*Extracted entries*
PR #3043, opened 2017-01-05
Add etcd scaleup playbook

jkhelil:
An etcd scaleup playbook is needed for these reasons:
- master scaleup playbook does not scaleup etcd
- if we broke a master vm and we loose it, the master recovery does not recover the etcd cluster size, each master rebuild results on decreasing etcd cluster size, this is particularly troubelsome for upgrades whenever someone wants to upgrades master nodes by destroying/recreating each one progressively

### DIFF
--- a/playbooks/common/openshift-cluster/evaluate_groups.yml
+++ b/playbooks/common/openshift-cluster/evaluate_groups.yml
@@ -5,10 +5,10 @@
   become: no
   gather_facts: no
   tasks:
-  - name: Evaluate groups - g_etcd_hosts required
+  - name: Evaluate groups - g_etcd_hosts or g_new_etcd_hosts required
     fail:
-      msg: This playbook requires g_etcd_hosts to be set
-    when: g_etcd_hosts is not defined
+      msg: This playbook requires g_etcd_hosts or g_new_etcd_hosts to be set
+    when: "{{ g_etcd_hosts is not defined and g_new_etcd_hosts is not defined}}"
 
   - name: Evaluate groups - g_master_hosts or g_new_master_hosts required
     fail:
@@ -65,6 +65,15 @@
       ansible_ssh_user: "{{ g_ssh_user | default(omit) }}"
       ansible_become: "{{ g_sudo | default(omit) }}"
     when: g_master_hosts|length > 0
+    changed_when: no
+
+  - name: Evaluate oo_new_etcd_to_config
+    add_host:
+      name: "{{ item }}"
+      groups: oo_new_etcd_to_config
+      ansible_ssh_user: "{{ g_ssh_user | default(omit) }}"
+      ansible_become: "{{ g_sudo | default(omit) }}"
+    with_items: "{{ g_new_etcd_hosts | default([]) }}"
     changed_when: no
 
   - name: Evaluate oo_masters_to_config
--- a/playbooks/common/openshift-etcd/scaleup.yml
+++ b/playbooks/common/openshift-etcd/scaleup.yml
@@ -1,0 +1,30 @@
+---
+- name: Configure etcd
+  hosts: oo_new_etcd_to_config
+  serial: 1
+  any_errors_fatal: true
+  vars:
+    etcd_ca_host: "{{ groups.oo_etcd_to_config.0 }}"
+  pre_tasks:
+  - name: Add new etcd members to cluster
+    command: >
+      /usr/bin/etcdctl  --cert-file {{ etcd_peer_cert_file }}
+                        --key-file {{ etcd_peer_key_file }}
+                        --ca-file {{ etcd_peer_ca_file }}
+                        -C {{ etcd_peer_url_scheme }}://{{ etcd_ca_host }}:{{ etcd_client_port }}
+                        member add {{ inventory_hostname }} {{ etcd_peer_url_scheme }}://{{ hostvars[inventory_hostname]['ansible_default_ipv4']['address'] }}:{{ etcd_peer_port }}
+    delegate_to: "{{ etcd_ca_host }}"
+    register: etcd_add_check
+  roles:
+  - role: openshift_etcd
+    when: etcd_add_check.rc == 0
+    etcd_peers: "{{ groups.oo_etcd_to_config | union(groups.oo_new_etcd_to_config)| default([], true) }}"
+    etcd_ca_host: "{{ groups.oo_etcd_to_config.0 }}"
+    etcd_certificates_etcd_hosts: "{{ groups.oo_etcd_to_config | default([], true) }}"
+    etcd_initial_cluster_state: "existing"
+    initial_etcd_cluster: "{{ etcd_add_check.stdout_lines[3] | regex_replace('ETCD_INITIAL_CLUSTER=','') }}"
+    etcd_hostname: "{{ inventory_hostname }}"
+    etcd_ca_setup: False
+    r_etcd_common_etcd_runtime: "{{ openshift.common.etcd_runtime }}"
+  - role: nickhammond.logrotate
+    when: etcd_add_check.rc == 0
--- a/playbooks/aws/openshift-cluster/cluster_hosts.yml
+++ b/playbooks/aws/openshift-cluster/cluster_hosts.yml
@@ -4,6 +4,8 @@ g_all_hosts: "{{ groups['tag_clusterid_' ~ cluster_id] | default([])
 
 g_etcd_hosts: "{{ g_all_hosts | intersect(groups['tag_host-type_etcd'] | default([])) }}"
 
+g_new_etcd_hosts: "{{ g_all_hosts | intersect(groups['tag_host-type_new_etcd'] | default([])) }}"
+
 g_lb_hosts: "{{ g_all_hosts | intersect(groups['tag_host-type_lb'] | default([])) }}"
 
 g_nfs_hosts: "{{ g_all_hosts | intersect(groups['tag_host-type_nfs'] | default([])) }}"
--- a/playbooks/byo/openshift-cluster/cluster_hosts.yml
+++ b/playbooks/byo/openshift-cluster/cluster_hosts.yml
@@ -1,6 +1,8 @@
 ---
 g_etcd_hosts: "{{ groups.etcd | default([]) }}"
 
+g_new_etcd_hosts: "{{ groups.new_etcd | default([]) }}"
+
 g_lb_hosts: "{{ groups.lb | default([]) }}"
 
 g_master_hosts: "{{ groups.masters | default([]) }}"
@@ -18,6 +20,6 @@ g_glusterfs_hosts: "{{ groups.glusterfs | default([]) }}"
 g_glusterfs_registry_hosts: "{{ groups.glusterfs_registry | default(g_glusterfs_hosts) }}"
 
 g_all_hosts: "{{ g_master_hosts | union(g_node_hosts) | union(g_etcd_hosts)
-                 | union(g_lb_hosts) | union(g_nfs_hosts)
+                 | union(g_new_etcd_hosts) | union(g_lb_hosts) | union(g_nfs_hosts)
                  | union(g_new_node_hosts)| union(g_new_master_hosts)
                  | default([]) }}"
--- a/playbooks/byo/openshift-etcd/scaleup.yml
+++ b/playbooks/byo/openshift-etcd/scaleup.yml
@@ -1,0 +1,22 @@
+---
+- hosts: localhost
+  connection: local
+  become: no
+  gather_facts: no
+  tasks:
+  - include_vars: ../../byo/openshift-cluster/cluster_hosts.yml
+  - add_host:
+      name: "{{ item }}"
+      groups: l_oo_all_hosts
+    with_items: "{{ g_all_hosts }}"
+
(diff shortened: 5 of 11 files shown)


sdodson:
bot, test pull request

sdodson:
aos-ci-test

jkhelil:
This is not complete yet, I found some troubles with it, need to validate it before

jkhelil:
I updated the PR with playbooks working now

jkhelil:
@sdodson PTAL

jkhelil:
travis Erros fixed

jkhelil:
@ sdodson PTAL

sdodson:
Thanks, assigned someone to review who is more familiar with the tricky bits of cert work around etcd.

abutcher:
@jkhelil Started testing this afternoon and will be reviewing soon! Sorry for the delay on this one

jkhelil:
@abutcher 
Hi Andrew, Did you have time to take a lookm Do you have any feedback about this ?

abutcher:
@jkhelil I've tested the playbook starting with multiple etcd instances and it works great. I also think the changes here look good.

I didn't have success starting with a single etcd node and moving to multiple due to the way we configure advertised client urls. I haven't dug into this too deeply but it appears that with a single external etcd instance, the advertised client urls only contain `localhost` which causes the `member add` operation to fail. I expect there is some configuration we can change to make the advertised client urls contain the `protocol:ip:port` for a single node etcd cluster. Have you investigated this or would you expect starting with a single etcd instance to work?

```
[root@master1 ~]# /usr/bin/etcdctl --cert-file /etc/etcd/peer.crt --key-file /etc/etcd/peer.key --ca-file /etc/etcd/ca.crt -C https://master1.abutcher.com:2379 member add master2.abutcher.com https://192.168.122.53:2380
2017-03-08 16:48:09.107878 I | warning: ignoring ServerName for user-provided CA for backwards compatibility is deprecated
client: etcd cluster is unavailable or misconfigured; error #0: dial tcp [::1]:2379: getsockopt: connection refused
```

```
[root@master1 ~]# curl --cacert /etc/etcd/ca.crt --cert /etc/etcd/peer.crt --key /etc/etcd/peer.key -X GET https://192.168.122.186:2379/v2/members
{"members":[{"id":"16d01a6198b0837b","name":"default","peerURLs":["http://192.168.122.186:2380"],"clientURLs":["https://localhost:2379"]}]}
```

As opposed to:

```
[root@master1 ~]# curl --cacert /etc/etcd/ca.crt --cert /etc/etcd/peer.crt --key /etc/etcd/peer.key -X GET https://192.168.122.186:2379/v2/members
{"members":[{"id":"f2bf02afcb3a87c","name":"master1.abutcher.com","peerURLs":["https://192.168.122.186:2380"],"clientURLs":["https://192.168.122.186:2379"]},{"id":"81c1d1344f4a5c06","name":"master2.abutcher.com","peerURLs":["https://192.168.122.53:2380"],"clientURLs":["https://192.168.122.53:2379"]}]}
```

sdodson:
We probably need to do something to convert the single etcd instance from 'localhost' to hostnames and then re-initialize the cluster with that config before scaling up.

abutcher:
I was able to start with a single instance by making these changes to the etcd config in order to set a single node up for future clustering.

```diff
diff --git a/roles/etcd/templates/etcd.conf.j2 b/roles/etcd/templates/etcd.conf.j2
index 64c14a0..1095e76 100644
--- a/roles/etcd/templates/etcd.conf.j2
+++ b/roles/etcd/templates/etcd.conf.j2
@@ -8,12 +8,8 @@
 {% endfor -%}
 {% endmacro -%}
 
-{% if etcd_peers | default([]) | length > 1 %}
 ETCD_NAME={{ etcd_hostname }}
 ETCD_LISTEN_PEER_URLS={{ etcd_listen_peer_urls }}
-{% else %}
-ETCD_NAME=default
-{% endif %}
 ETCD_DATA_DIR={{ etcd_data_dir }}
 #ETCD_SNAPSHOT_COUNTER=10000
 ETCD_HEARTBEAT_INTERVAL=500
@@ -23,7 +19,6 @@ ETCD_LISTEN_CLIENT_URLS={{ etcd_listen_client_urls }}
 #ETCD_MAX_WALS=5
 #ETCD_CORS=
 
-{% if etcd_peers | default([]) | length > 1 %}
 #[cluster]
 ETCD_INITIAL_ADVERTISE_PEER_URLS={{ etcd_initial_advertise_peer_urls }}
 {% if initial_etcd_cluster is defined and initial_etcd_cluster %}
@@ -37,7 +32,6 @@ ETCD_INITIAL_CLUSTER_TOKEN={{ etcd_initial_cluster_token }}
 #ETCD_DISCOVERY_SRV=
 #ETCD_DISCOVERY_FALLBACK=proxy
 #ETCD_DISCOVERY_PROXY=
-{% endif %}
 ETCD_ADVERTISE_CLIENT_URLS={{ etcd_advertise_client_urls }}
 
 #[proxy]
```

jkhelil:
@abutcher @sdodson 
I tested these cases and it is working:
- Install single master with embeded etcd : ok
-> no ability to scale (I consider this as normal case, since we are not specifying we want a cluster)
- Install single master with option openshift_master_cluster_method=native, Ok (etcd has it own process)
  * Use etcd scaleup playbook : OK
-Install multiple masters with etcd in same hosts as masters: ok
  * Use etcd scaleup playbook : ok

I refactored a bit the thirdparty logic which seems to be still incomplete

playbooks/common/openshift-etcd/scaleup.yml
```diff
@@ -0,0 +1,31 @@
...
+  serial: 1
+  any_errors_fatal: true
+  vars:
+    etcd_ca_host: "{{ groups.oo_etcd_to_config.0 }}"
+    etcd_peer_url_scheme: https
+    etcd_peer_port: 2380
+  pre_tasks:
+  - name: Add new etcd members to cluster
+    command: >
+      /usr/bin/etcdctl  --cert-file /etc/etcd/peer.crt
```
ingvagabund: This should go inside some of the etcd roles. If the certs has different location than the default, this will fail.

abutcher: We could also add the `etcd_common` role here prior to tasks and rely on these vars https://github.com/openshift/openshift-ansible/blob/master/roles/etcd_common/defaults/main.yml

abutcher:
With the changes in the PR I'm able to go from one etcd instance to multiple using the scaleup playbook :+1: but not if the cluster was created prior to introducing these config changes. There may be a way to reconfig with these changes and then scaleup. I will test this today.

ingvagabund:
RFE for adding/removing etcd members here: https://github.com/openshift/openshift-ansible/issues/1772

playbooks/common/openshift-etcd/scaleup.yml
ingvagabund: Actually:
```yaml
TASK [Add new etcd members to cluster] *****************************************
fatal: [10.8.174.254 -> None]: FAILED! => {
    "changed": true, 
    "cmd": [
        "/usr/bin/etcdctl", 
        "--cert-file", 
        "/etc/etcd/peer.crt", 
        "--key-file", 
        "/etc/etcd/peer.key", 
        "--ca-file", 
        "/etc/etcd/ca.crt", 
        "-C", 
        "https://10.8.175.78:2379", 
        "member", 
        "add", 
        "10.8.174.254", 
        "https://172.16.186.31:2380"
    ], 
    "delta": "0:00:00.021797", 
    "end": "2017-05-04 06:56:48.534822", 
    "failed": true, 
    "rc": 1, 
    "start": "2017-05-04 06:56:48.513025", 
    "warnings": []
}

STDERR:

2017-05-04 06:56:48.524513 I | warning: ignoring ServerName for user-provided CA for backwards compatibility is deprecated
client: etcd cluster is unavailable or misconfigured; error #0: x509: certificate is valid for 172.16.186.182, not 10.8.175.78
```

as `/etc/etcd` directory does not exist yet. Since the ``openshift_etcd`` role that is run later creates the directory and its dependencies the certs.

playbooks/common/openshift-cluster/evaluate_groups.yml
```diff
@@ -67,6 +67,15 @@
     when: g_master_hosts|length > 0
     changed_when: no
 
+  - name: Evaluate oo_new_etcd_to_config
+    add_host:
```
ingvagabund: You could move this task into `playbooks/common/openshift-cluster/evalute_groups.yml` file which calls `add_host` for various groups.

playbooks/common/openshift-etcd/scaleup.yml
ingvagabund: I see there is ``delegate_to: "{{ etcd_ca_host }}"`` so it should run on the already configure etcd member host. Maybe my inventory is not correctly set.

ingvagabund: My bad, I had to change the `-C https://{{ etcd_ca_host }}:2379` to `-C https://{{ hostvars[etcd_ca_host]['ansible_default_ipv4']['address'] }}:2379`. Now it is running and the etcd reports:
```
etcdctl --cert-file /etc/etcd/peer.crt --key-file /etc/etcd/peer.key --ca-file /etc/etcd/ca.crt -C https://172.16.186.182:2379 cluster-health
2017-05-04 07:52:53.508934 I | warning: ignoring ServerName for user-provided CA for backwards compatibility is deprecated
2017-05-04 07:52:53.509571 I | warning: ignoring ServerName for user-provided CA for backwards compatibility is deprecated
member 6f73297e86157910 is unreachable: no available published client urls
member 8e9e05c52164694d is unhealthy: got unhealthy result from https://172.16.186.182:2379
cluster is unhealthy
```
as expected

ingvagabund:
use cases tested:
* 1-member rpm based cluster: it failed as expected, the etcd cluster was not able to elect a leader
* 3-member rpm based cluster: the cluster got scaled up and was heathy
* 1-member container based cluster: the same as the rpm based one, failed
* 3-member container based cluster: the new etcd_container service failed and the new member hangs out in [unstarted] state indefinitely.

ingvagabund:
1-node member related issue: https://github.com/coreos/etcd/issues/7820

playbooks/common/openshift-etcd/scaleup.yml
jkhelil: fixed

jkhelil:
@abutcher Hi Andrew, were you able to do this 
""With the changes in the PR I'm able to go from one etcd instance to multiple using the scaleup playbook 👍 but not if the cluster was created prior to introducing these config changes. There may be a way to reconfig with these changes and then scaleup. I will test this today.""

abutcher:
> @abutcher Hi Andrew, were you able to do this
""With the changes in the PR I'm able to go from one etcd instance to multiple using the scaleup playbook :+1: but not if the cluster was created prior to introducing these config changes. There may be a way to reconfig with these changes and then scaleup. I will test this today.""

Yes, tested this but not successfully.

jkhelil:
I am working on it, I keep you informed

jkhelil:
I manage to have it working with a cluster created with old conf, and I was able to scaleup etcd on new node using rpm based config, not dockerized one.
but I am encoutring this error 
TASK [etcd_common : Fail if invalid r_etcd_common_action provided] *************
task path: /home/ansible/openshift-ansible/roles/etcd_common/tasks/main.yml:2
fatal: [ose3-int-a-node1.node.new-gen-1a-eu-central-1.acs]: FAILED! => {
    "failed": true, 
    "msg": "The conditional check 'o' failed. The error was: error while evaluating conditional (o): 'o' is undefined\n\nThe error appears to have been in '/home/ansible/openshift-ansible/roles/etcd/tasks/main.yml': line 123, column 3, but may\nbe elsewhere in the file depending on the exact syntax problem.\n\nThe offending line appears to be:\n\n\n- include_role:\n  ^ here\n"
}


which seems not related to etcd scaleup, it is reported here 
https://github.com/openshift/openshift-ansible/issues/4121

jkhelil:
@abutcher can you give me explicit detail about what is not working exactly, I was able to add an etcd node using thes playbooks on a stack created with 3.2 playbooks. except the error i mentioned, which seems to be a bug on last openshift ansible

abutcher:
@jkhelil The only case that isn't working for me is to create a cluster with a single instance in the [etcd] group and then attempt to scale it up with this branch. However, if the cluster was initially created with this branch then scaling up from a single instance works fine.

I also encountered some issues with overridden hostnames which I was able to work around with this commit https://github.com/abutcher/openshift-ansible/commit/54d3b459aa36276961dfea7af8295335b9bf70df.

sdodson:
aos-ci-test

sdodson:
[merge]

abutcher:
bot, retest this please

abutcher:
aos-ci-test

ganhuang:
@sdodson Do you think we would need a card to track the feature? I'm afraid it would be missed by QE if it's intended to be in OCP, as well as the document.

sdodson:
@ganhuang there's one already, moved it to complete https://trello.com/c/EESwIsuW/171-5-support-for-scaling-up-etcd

*Description of the task*
Reproduce exactly, and only, the part of the listing above that begins at the line with "[ose3-int-a-node1.node.new-gen-1a-eu-central-1.acs]: FAILED! =>" and goes on through the line with "which seems not".

*Solved problem*
fatal: [ose3-int-a-node1.node.new-gen-1a-eu-central-1.acs]: FAILED! => {
    "failed": true, 
    "msg": "The conditional check 'o' failed. The error was: error while evaluating conditional (o): 'o' is undefined\n\nThe error appears to have been in '/home/ansible/openshift-ansible/roles/etcd/tasks/main.yml': line 123, column 3, but may\nbe elsewhere in the file depending on the exact syntax problem.\n\nThe offending line appears to be:\n\n\n- include_role:\n  ^ here\n"
}


which seems not related to etcd scaleup, it is reported here 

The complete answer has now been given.